> **Work item**:
Please reproduce all of the lines below, word for word and in full.

Collected data
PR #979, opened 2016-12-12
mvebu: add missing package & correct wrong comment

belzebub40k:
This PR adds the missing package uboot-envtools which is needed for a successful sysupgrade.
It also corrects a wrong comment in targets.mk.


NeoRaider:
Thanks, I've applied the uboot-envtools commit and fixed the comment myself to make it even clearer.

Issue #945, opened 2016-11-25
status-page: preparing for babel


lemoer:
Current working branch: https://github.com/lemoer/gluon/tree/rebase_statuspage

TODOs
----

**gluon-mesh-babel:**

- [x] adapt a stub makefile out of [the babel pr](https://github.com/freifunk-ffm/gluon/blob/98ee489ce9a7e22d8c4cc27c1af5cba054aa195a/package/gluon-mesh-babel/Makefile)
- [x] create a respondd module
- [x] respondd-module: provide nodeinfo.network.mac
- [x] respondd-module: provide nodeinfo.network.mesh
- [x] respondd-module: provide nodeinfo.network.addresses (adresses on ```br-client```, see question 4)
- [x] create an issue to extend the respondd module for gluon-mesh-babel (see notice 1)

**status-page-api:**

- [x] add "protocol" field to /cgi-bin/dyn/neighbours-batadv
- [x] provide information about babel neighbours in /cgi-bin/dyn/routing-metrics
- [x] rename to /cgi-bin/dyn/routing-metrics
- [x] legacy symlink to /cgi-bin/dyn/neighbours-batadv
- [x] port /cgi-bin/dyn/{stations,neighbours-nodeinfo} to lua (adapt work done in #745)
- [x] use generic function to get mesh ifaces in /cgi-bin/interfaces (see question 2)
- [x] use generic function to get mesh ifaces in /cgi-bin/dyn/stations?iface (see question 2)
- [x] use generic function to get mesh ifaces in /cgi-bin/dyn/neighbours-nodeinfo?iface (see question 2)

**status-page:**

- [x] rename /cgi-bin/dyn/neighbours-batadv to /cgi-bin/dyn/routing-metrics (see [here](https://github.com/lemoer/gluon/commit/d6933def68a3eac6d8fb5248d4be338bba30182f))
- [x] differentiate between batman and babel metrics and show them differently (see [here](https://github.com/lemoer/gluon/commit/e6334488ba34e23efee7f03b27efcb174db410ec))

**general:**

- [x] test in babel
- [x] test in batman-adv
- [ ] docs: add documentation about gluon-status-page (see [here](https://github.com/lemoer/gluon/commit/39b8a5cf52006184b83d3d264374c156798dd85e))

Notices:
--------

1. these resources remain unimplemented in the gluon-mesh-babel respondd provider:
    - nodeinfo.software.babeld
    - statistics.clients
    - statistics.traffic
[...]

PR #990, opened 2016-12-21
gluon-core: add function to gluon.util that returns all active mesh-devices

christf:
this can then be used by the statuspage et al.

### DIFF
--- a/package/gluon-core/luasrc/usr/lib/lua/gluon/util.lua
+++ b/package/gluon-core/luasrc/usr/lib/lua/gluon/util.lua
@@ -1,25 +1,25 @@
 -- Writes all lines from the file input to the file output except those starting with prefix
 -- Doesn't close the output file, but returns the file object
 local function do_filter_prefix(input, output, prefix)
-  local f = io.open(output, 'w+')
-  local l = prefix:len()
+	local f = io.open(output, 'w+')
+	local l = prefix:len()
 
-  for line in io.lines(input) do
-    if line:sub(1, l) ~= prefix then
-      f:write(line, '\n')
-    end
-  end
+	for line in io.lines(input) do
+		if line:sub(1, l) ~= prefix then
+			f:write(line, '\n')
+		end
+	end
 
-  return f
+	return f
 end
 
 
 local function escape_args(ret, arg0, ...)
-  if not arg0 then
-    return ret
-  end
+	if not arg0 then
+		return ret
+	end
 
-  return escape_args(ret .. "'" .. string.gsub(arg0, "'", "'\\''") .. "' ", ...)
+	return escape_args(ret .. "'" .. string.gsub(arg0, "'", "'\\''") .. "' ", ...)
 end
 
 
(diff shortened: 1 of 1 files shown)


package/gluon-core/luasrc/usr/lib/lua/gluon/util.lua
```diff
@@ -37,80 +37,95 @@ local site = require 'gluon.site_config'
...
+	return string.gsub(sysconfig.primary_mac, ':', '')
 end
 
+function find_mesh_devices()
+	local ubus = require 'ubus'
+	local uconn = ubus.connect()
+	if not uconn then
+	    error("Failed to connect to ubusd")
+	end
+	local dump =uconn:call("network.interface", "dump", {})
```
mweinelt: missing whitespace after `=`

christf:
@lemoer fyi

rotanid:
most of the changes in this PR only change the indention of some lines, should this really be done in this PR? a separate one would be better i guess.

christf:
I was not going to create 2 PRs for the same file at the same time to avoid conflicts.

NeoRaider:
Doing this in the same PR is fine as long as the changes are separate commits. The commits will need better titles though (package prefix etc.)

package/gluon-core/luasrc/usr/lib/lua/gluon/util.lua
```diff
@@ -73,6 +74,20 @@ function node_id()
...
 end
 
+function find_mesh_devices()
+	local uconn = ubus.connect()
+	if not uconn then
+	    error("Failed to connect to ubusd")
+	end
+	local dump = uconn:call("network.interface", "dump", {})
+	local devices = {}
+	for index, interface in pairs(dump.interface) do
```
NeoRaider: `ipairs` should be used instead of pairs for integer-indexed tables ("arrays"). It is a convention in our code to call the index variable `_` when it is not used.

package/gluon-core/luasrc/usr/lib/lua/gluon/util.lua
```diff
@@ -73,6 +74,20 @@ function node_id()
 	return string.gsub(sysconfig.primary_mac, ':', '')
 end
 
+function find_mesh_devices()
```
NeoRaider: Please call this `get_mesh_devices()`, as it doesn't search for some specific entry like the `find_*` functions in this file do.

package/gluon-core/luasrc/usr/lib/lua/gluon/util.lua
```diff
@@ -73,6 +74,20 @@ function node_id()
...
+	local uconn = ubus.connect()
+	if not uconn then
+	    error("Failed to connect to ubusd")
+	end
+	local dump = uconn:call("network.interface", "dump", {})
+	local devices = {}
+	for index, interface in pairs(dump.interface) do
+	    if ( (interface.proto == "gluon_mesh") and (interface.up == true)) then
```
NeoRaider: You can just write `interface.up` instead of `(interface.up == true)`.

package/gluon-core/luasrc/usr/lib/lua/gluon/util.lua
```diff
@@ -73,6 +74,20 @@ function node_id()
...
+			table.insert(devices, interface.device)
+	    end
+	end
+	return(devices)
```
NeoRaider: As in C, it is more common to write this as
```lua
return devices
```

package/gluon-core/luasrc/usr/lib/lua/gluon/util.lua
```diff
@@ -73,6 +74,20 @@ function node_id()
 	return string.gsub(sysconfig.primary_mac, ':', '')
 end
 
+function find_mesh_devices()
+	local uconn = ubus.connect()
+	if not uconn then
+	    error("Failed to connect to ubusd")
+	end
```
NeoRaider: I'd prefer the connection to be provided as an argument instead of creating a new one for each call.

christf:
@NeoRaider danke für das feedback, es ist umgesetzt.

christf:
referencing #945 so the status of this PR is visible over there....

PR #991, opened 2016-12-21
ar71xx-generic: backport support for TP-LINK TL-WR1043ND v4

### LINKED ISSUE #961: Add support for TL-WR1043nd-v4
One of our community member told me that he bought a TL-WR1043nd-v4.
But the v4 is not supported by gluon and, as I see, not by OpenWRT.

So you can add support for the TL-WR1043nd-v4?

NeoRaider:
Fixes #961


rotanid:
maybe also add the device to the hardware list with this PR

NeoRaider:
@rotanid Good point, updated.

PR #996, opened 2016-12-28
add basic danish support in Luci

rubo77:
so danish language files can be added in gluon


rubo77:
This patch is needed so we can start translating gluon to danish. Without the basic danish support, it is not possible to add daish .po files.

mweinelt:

> **Problem solution**:
PR #979, opened 2016-12-12
mvebu: add missing package & correct wrong comment

belzebub40k:
This PR adds the missing package uboot-envtools which is needed for a successful sysupgrade.
It also corrects a wrong comment in targets.mk.


NeoRaider:
Thanks, I've applied the uboot-envtools commit and fixed the comment myself to make it even clearer.

Issue #945, opened 2016-11-25
status-page: preparing for babel


lemoer:
Current working branch: https://github.com/lemoer/gluon/tree/rebase_statuspage

TODOs
----

**gluon-mesh-babel:**

- [x] adapt a stub makefile out of [the babel pr](https://github.com/freifunk-ffm/gluon/blob/98ee489ce9a7e22d8c4cc27c1af5cba054aa195a/package/gluon-mesh-babel/Makefile)
- [x] create a respondd module
- [x] respondd-module: provide nodeinfo.network.mac
- [x] respondd-module: provide nodeinfo.network.mesh
- [x] respondd-module: provide nodeinfo.network.addresses (adresses on ```br-client```, see question 4)
- [x] create an issue to extend the respondd module for gluon-mesh-babel (see notice 1)

**status-page-api:**

- [x] add "protocol" field to /cgi-bin/dyn/neighbours-batadv
- [x] provide information about babel neighbours in /cgi-bin/dyn/routing-metrics
- [x] rename to /cgi-bin/dyn/routing-metrics
- [x] legacy symlink to /cgi-bin/dyn/neighbours-batadv
- [x] port /cgi-bin/dyn/{stations,neighbours-nodeinfo} to lua (adapt work done in #745)
- [x] use generic function to get mesh ifaces in /cgi-bin/interfaces (see question 2)
- [x] use generic function to get mesh ifaces in /cgi-bin/dyn/stations?iface (see question 2)
- [x] use generic function to get mesh ifaces in /cgi-bin/dyn/neighbours-nodeinfo?iface (see question 2)

**status-page:**

- [x] rename /cgi-bin/dyn/neighbours-batadv to /cgi-bin/dyn/routing-metrics (see [here](https://github.com/lemoer/gluon/commit/d6933def68a3eac6d8fb5248d4be338bba30182f))
- [x] differentiate between batman and babel metrics and show them differently (see [here](https://github.com/lemoer/gluon/commit/e6334488ba34e23efee7f03b27efcb174db410ec))

**general:**

- [x] test in babel
- [x] test in batman-adv
- [ ] docs: add documentation about gluon-status-page (see [here](https://github.com/lemoer/gluon/commit/39b8a5cf52006184b83d3d264374c156798dd85e))

Notices:
--------

1. these resources remain unimplemented in the gluon-mesh-babel respondd provider:
    - nodeinfo.software.babeld
    - statistics.clients
    - statistics.traffic
[...]

PR #990, opened 2016-12-21
gluon-core: add function to gluon.util that returns all active mesh-devices

christf:
this can then be used by the statuspage et al.

### DIFF
--- a/package/gluon-core/luasrc/usr/lib/lua/gluon/util.lua
+++ b/package/gluon-core/luasrc/usr/lib/lua/gluon/util.lua
@@ -1,25 +1,25 @@
 -- Writes all lines from the file input to the file output except those starting with prefix
 -- Doesn't close the output file, but returns the file object
 local function do_filter_prefix(input, output, prefix)
-  local f = io.open(output, 'w+')
-  local l = prefix:len()
+	local f = io.open(output, 'w+')
+	local l = prefix:len()
 
-  for line in io.lines(input) do
-    if line:sub(1, l) ~= prefix then
-      f:write(line, '\n')
-    end
-  end
+	for line in io.lines(input) do
+		if line:sub(1, l) ~= prefix then
+			f:write(line, '\n')
+		end
+	end
 
-  return f
+	return f
 end
 
 
 local function escape_args(ret, arg0, ...)
-  if not arg0 then
-    return ret
-  end
+	if not arg0 then
+		return ret
+	end
 
-  return escape_args(ret .. "'" .. string.gsub(arg0, "'", "'\\''") .. "' ", ...)
+	return escape_args(ret .. "'" .. string.gsub(arg0, "'", "'\\''") .. "' ", ...)
 end
 
 
(diff shortened: 1 of 1 files shown)


package/gluon-core/luasrc/usr/lib/lua/gluon/util.lua
```diff
@@ -37,80 +37,95 @@ local site = require 'gluon.site_config'
...
+	return string.gsub(sysconfig.primary_mac, ':', '')
 end
 
+function find_mesh_devices()
+	local ubus = require 'ubus'
+	local uconn = ubus.connect()
+	if not uconn then
+	    error("Failed to connect to ubusd")
+	end
+	local dump =uconn:call("network.interface", "dump", {})
```
mweinelt: missing whitespace after `=`

christf:
@lemoer fyi

rotanid:
most of the changes in this PR only change the indention of some lines, should this really be done in this PR? a separate one would be better i guess.

christf:
I was not going to create 2 PRs for the same file at the same time to avoid conflicts.

NeoRaider:
Doing this in the same PR is fine as long as the changes are separate commits. The commits will need better titles though (package prefix etc.)

package/gluon-core/luasrc/usr/lib/lua/gluon/util.lua
```diff
@@ -73,6 +74,20 @@ function node_id()
...
 end
 
+function find_mesh_devices()
+	local uconn = ubus.connect()
+	if not uconn then
+	    error("Failed to connect to ubusd")
+	end
+	local dump = uconn:call("network.interface", "dump", {})
+	local devices = {}
+	for index, interface in pairs(dump.interface) do
```
NeoRaider: `ipairs` should be used instead of pairs for integer-indexed tables ("arrays"). It is a convention in our code to call the index variable `_` when it is not used.

package/gluon-core/luasrc/usr/lib/lua/gluon/util.lua
```diff
@@ -73,6 +74,20 @@ function node_id()
 	return string.gsub(sysconfig.primary_mac, ':', '')
 end
 
+function find_mesh_devices()
```
NeoRaider: Please call this `get_mesh_devices()`, as it doesn't search for some specific entry like the `find_*` functions in this file do.

package/gluon-core/luasrc/usr/lib/lua/gluon/util.lua
```diff
@@ -73,6 +74,20 @@ function node_id()
...
+	local uconn = ubus.connect()
+	if not uconn then
+	    error("Failed to connect to ubusd")
+	end
+	local dump = uconn:call("network.interface", "dump", {})
+	local devices = {}
+	for index, interface in pairs(dump.interface) do
+	    if ( (interface.proto == "gluon_mesh") and (interface.up == true)) then
```
NeoRaider: You can just write `interface.up` instead of `(interface.up == true)`.

package/gluon-core/luasrc/usr/lib/lua/gluon/util.lua
```diff
@@ -73,6 +74,20 @@ function node_id()
...
+			table.insert(devices, interface.device)
+	    end
+	end
+	return(devices)
```
NeoRaider: As in C, it is more common to write this as
```lua
return devices
```

package/gluon-core/luasrc/usr/lib/lua/gluon/util.lua
```diff
@@ -73,6 +74,20 @@ function node_id()
 	return string.gsub(sysconfig.primary_mac, ':', '')
 end
 
+function find_mesh_devices()
+	local uconn = ubus.connect()
+	if not uconn then
+	    error("Failed to connect to ubusd")
+	end
```
NeoRaider: I'd prefer the connection to be provided as an argument instead of creating a new one for each call.

christf:
@NeoRaider danke für das feedback, es ist umgesetzt.

christf:
referencing #945 so the status of this PR is visible over there....

PR #991, opened 2016-12-21
ar71xx-generic: backport support for TP-LINK TL-WR1043ND v4

### LINKED ISSUE #961: Add support for TL-WR1043nd-v4
One of our community member told me that he bought a TL-WR1043nd-v4.
But the v4 is not supported by gluon and, as I see, not by OpenWRT.

So you can add support for the TL-WR1043nd-v4?

NeoRaider:
Fixes #961


rotanid:
maybe also add the device to the hardware list with this PR

NeoRaider:
@rotanid Good point, updated.

PR #996, opened 2016-12-28
add basic danish support in Luci

rubo77:
so danish language files can be added in gluon


rubo77:
This patch is needed so we can start translating gluon to danish. Without the basic danish support, it is not possible to add daish .po files.

mweinelt:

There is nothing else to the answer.